ルーズ・ショット ―ラスト6ヶ月の群像―
解散ライブが終わると、ミツは四人と会うこともなくなっていた。

サトシは実家の内装工事を請け負う会社で、
次期社長として修行し始めたという。
金回りの良さと育ちの良さそうなサトシの人格に、今さらながら納得した。

裕太は実は、結構いいとこの大学の工学部で、
就職活動のために髪を黒く染めたらしい。
ちょっと前までバンドマンだったくせに、と相当からかわれたと
羽月に聞いた。

羽月からは、思い出したようにメールが来る。
「元気ぃ?」とか「単位やばい。

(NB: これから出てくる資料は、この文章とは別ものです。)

PR #3152, opened 2020-06-18
add experimental testing to CI

BRMcLaren:
Add experimental flag in CI to validate experimental features.

PR #3222, opened 2020-07-04
Add EEID CI job

letmaik:
Since this is an experimental feature I've only added a single new job, which is enough to catch accidental regressions.

@wintersteiger Does this make sense?


wintersteiger:
Sure that makes a lot of sense! I'm not sure what the policy for experimental feature CI jobs is, but it would be great to get at least some basic testing done automatically.

anakrish:
bors try

jxyang:
LGTM

@radhikaj @jhand2

letmaik:
@jxyang I can't find "ACC1804 clang-7 Debug EEID" in the jenkins jobs. Am I looking at the wrong thing?

mingweishih:
> @jxyang I can't find "ACC1804 clang-7 Debug EEID" in the jenkins jobs. Am I looking at the wrong thing?

@letmaik you're adding the job into nightly build, so it will not triggered in the bors try run. This in fact makes sense to me as this is an experimental feature.

I guess the question here is how do we test experimental features in CI/CD. Should we add a single configuration in the daily build, run in only in the nightly build, or have a separated pipeline for doing it?

cc @BRMcLaren

BRMcLaren:
> I guess the question here is how do we test experimental features in CI/CD. Should we add a single configuration in the daily build, run in only in the nightly build, or have a separated pipeline for doing it?
> 
> cc @BRMcLaren

I keep going back and forth on it honestly. What I think it should be is a non-gating optional pipeline as part of the PR process, but the infrastructure right now at this moment will not support that.

Let's add it to the PR build to block against accidental regression and open a bug to add the optional?

radhikaj:
@letmaik @jxyang @wintersteiger , please see previous PR for this: https://github.com/openenclave/openenclave/pull/3152
That PR adds a run with EEID on for every PR. If you are actively developing on this, I would suggest that is a better way to go.

letmaik:
> @letmaik @jxyang @wintersteiger , please see previous PR for this: #3152 that @BRMcLaren opened.
> That PR adds EEID run for every PR. If you are actively developing on this, I would suggest that is a better way to go.

Ah I didn't see that. Let's go with the other PR then.

PR #3224, opened 2020-07-06
fix oesign digest usage typo

johnvenn:
1. fix oesign digest usage typo.

### DIFF
--- a/tools/oesign/main.c
+++ b/tools/oesign/main.c
@@ -106,7 +106,7 @@ static const char _usage_sign[] =
     "\n";
 
 static const char _usage_digest[] =
-    "Usage: %s -e ENCLAVE_IMAGE [-c CONFIG_FILE] -d DIGEST_FILE\n"
+    "Usage: %s digest -e ENCLAVE_IMAGE [-c CONFIG_FILE] -d DIGEST_FILE\n"
     "\n"
     "Options:\n"
     "  -e, --enclave-image      path of an enclave image file.\n"


CodeMonkeyLeet:
Per today's [SIG-testing meeting](https://hackmd.io/9Ux-ivlGRvW8lmv5mVovfg#7-July-2020):
* It's not clear that the 3 added tests are actively testing code paths specific to oesign, for example, the handling of keys are primarily delegated to OpenSSL on the host side, and its behaviors drive what we see in related issue #3219. 
* As such, the tests are probably not interesting to add to oesign, unless there's an expectation that we are performing some special error handling for each of the test cases, which isn't reflected in the expected verification of the tests.
* The conclusion here is that this set of additional tests don't seem particularly valuable, and could be dropped entirely or consolidated into a single key format test (e.g. passing DER as opposed to PEM).

On a more general level, we would recommend that contributors approaching testing in a black-box manner to apply techniques such as [Equivalence Class Testing](https://www.professionalqa.com/equivalence-class-testing) to reduce the overall costs of running tests. We would also be happy to engage in test gap analysis as part of the SIG-testing forum to plan more involved test contributions up front so we're not necessarily limited to black box techniques as well.

johnvenn:
> Thanks for finding and fixing this as well!
> 
> It would probably also be helpful to edit the title of this PR to reflect its new contents.
thanks a lot for the recommendations. I have also re-edited the PR, but not sure why it's still the old one. now I changed it.

PR #3229, opened 2020-07-06
System edl opt-in code clean up and add tests

mingweishih:
This PR cleans up the code related to system edl opt-in to make it consistent, which include
- Fix typos in the comments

」とか。
サトシが忙しくなったことを愚痴ることもあった。
「留学したいかもしれない。」と相談された。
おそらくサトシにも裕太にも同じメールを送っているんだろう。
洋二は、洋二には送っていないかもしれないが。

洋二。
洋二はバイトに明け暮れているのか、
薄壁の向こうからギターの音がすることはなくなっていた。
真っ裸でシャワーを借りにくることも、
ミツの実家から送られてきたカップラーメンを食べに来ることもない。

何も聞こえなくなった薄壁と向かい合って、ミツは映像を編集し続ける。
林から電話があって、就職が決まったと報告された。